While history “demonstrates that legislatures have the power to prohibit dangerous people from possessing guns,” Supreme Court Justice Amy Coney Barrett wrote as an appellate court judge, “that power extends only to people who are dangerous.” | AP Photos
A challenge to a ban on gun possession by people convicted of felonies gives the Supreme Court a chance to get the Second Amendment right. For lying on her federal income tax returns, Lisa Folajtar got three years of probation and a lifetime of constitutional disability. Because her crime carried a maximum penalty of three years in prison, she was permanently stripped of her Second Amendment right to keep and bear arms.
In a case that could give the Supreme Court an opportunity to elucidate the Second Amendment’s restrictions on firearm laws for the first time in more than a decade, the U.S. Court of Appeals for the 3rd Circuit recently rejected Folojtar’s challenge to the federal ban on gun possession by people with felony records. The dissent echoed the position staked out by the Court’s newest justice, Amy Coney Barrett, as a 7th Circuit judge, saying that disqualification is not just unfair but unconstitutional.

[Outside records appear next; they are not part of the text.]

PR #1179, opened 2023-08-09
Implement rollback api method

Anton-Rampage:


pkg/api/node_api.go
```diff
@@ -649,31 +649,50 @@ func (a *NodeApi) unconfirmedSize(w http.ResponseWriter, _ *http.Request) error
...
+	type rollbackRequest struct {
+		Height                  uint64 `json:"rollbackTo"`
+		ReturnTransactionsToUtx bool   `json:"returnTransactionsToUtx"`
+	}
+
+	rollbackReq := &rollbackRequest{}
+	if err := tryParseJson(r.Body, rollbackReq); err != nil {
+		return errors.Wrap(err, "failed to parse RollbackToHeight body as JSON")
+	}
+	err := a.state.RollbackToHeight(rollbackReq.Height)
```
alexeykiselev, line 666: Consider error handling like at `pkg/api/node_api.go:95`. Function `state.RollbackToHeight` can return `RetrievalError` which probably should be considered as 404 HTTP error.

pkg/api/node_api.go
```diff
@@ -649,31 +649,50 @@ func (a *NodeApi) unconfirmedSize(w http.ResponseWriter, _ *http.Request) error
...
+	if err != nil {
+		return errors.Wrapf(err, "failed to rollback to height %d", rollbackReq.Height)
+	}
+	block, err := a.state.BlockByHeight(rollbackReq.Height)
```
alexeykiselev, line 670: Consider returning 404 as above on a retrieval error.

pkg/api/node_api.go
alexeykiselev: Note that `RollbackTo` function doesn't return RetrievalError.

alexeykiselev (changes requested):

PR #765, opened 2025-04-02
PortalClient: PoC for PortalClient

cjustinobi:
This PR introduces cross platform interface for interacting with Ultralight Portal Network.

#### What this PR does

 - User should be able to initialize PortalNetwork node
 - User can query `eth_getBlockByNumber` and `eth_getBlockByHash` via nice interface on mobile device and desktop
 - Set up the test suite with Vitest and with the necessary test libraries
 - Unit tests covering implemented RPC methods
 - Intuitive alert component for error handling and notifications
 
 PS: The commits could be squashed from the merge point if everything looks good👌


packages/portal-client/README.md
ScottyPoi, line 1: Please add startup instructions here

packages/portalnetwork/src/client/constructor.ts
```diff
@@ -100,7 +100,7 @@ export async function createPortalNetwork(opts: Partial<PortalNetworkOpts>): Pro
       break
     }
     case TransportLayer.MOBILE:
```
ScottyPoi, line 102:
```suggestion
    case TransportLayer.TAURI:
```
Let's add `TAURI` to the `TransportLayer` enum and use this case instead of `MOBILE`

packages/portalnetwork/src/util/config.ts
```diff
@@ -36,6 +36,25 @@ export const NetworkStrings: Record<string, NetworkId> = {
   state: NetworkId.StateNetwork,
 }
 
+let execSync: Function
```
ScottyPoi, line 39: What is the purpose of all of this?  Do we really need this?

test.sh
ScottyPoi, line 1: What is the purpose of this file?
It seems to be specific to "Justin's Macbook Pro"

ScottyPoi (commented):
Nice work, this is awesome!  There are a few things I don't quite understand, and some nits left in comments, but this is coming along great.

test.sh
cjustinobi: My bad. Specific to me. Will update

holgerd77:
Is this thing now actually working, so in "real life"?

Can we get a screenshot or something? 🙂 

And some at least minimal doc section for the README would also be helpful/necessary (or did I overlook?).

Beside: I am really not sure if this should really stay inside the Ultralight monorepo, added quite a lot of code/files/whatever. Seems rather a candidate for a separate repo (?). Somewhat additional topic though.

acolytec3:
> Is this thing now actually working, so in "real life"?
> 
> Can we get a screenshot or something? 🙂
> 
> And some at least minimal doc section for the README would also be helpful/necessary (or did I overlook?).
> 
> Beside: I am really not sure if this should really stay inside the Ultralight monorepo, added quite a lot of code/files/whatever. Seems rather a candidate for a separate repo (?). Somewhat additional topic though.

It **was** working last time I looked at it.  It's having trouble connecting to bootnodes when I run it locally so will need to do some additional research as to why that is. 

It's still pretty basic at the moment, basically just a GUI wrapper for the RPC but I think the promise is there.

holgerd77:
OK but even just GUI wrapper it would be nice to have working (and baseline-documented to be used (e.g. by us 🙂, team - (Scotty + Andrew)))

PR #767, opened 2025-04-09
PortalClient: Rebuild node from memory

cjustinobi:
This PR improves the application by persisting the node details
to prevent fresh node creation on every initialisation.
 - Added dedicated methods for private key management (`getPrivateKey`, `savePrivateKey`)
 - Moved a couple of code to the proper files.


acolytec3 (approved):
LGTM.

Note, I added a couple of commits.
1) Remove the debug shim as this is unnecessary.
2) Added the `portalnetwork` client as an object on the `Window` as `Window.portal` so you can access the portalnetwork client directly for debugging.

acolytec3 (approved):

Issue #711, opened 2025-01-16
Ensure `contentLookup` never has more than 5 active requests


acolytec3:
I've noticed in the course of testing stuff on the live network that our `contentLookup` is queueing up more than 5 requests and gets stuck in this pending state where there are up to 20 open requests and none of them have resolved.

One example.  Easily reproducible if you request the `LightClientBootstrap` on the beacon network with a local node.

![Image](https://github.com/user-attachments/assets/db4f5023-019e-4349-ae55-56765c8b00e8)

We should try and reproduce this in a test locally and then find a fix.

The likely solution involves adding a timeout around in [this section of code](https://github.com/ethereumjs/ultralight/blob/c5446855976fe36f528b57bebfd81c0d484a6589/packages/portalnetwork/src/networks/contentLookup.ts#L158) that will delete the request if the other node doesn't respond within a certain amount of time.

acolytec3:
2 things to reproduce
1) To see the `ContentLookup` logs, you need to add it to the debug topics.  If you run it with `DEBUG=*BeaconNetwork:*,ultralight*,*ContentLookup* npm run dev-testnet -- --rpc`, you'll be able to see content lookup logs.
2) To reproduce the actual issue, you don't actually need to sync the beacon network, just use the `portal_beaconGetContent` method to do a recursive content lookup.  This command `curlie 127.0.0.1:8545 jsonrpc=2.0 id=1 method=portal_beaconGetContent params:='["0x10f090380ffd4ba91c51488bb0fcdcfe70a34d03fac8011861f65bd9ef90576639"]'` produced the issue for me.

![Image](https://github.com/user-attachments/assets/d60d9f16-bb2d-4277-89ae-17b92399d835)

A proper bug fix will make sure that open requests are cleared out of the queue once they resolve or timeout.

foufrix:
Thanks I was able to reproduce as well

![Image](https://github.com/user-attachments/assets/69a90431-082b-4b72-9484-84a14f87f3b9)

Sometimes it effectively retry periodically with error and the curlie call is on hold, but sometime it returns `Internal Error`

![Image](https://github.com/user-attachments/assets/189636b2-0446-41bd-97f8-f000da9d05c9)

I suppose the goal here is to prevent retries when it does not work, always return internal error when there is an issue and avoid having multiple RPC failure? 

![Image](https://github.com/user-attachments/assets/6c5e1f0d-9ce6-464e-a367-35f55c7ea811)

[...]

PR #780, opened 2025-05-05
ContentLookup bug fix

ScottyPoi:
Fix for ContentLookup bug described in #711 

Concurrent requets should be limited to 5, however, we were often seeing logs like: 
```
7e7fd:Portal:BeaconNetwork:LOOKUP:0x10f090… Have 19 peers left to ask and 10 pending requests
```

This happened because any time a peer request returned (without content), it would trigger the next recursive round of requets, which would add 5 new requests to the batch.

However, we do want to avoid the need to wait for full batches of 5 to complete before continuing the recursive search.

The solution is to check the number of pending requests before adding more to the batch, and to limit the total number of requests in the new batch and old to 5.  We accomplish this with this line:
```
        const peerBatch: LookupPeer[] = []
        const availableSlots = 5 - this.pending.size
        while (this.lookupPeers.peek() && peerBatch.length < availableSlots) {
          const next = this.lookupPeers.pop()!
          peerBatch.push(next)
        }
```

----

This solution did limit the total pending requests to 5, but did not solve another underlying issue of incomplete requests hanging open.  Because of this, we will simply end up with a set of 5 pending requests that never close.

To solve this, we couple each request with an `abortPromise` using [`AbortController`](https://developer.mozilla.org/en-US/docs/Web/API/AbortController), and `AbortSignal`.  The promise will reject when the signal is aborted.  The actual content request is raced against this abort promise.  If the signal is aborted, the request is cancelled and cleaned up, and the pending request is removed from the tracking set.  

This seems to solve the hanging request issue, which should also solve some memory leaks and resource exhaustion issues.

### DIFF
--- a/packages/portalnetwork/src/networks/contentLookup.ts
+++ b/packages/portalnetwork/src/networks/contentLookup.ts
@@ -92,8 +92,15 @@ export class ContentLookup {
           peerBatch.push(next)
         }
         const promises = peerBatch.map((peer) => {
+          const controller = new AbortController()
+          const timeoutId = setTimeout(() => {
+            controller.abort()
+          }, this.timeout)
+          
           return Promise.race([
-            this.processPeer(peer),
+            this.processPeer(peer, controller.signal).finally(() => {
+              clearTimeout(timeoutId)
+            }),
             new Promise((resolve) =>
               setTimeout(() => {
                 resolve(undefined)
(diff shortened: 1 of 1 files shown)


packages/portalnetwork/src/networks/contentLookup.ts
```diff
@@ -25,6 +25,7 @@ export class ContentLookup {
   private finished: boolean
   private content: ContentLookupResponse
   private pending: Set<NodeId>
+  private queuedPeers: Set<NodeId>
```
foufrix, line 28: How do you remove `queuedPeers`? It seems like it will grow forever

ScottyPoi: `queuedPeers` should always be a full list of all the peers ever added to the `lookupPeers` heap, so that we can avoid re-adding a peer to the heap after it has been popped

acolytec3 (approved):
Lookups are no longer running for ever and queues growing infinitely so LGTM!

packages/portalnetwork/src/networks/contentLookup.ts
foufrix: ok thanks for the clarification! great fix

Folojtar, who also paid a $10,000 fine and $250,000 in back taxes, argued that she should not have lost her constitutional right to armed self-defense because there was no reason to think she posed a threat to public safety. Two members of a three-judge 3rd Circuit panel disagreed, saying the Second Amendment is limited to “virtuous” citizens, a category from which Folojtar was forever expelled when she cheated on her taxes.
Although that view has been endorsed by several federal appeals courts, Judge Stephanos Bibas said in his 27-page dissent, it is at odds with the original public understanding of the Second Amendment. He argued that “the historical touchstone” for disarming felons is “danger, not virtue.”
Barrett reached the same conclusion in a 2019 case involving a man named Rickey Kanter, who lost his Second Amendment rights after he was convicted of mail fraud. While history “demonstrates that legislatures have the power to prohibit dangerous people from possessing guns,” she wrote in a 37-page dissent, “that power extends only to people who are dangerous.”
Barrett emphasized that “founding-era legislatures did not strip felons of the right to bear arms simply because of their status as felons.” The number of crimes classified as felonies has expanded dramatically since then, making the connection between that category and an assumption of violent tendencies even more tenuous.
Barrett noted that modern-day felonies include “everything from Kanter’s offense, mail fraud, to selling pigs without a license in Massachusetts, redeeming large quantities of out-of-state bottle deposits in Michigan, and countless other state and federal offenses.” Bibas, who drew on Barrett’s historical research in his own dissent, made the same point.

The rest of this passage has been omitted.